Search the entries below for the word "margin", then copy each line in which it is found.
■ ■ ■
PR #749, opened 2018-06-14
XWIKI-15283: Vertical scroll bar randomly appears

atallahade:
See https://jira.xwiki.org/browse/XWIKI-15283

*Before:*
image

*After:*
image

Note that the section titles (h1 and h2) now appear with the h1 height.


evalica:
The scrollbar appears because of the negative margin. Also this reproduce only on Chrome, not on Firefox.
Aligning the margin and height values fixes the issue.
■ ■ ■
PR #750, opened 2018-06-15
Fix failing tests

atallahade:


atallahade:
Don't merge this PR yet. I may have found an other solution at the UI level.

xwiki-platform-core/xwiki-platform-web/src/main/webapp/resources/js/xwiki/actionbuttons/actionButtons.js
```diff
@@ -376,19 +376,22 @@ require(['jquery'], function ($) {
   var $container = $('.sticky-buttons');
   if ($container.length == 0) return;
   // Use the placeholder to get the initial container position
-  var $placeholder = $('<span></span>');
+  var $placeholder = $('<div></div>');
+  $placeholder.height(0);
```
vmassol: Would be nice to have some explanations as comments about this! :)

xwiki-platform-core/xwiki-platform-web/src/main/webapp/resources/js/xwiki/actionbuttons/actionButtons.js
■ ■ ■
→ **EXERCISE SOLUTION**:
The scrollbar appears because of the negative margin. Also this reproduce only on Chrome, not on Firefox.
Aligning the margin and height values fixes the issue.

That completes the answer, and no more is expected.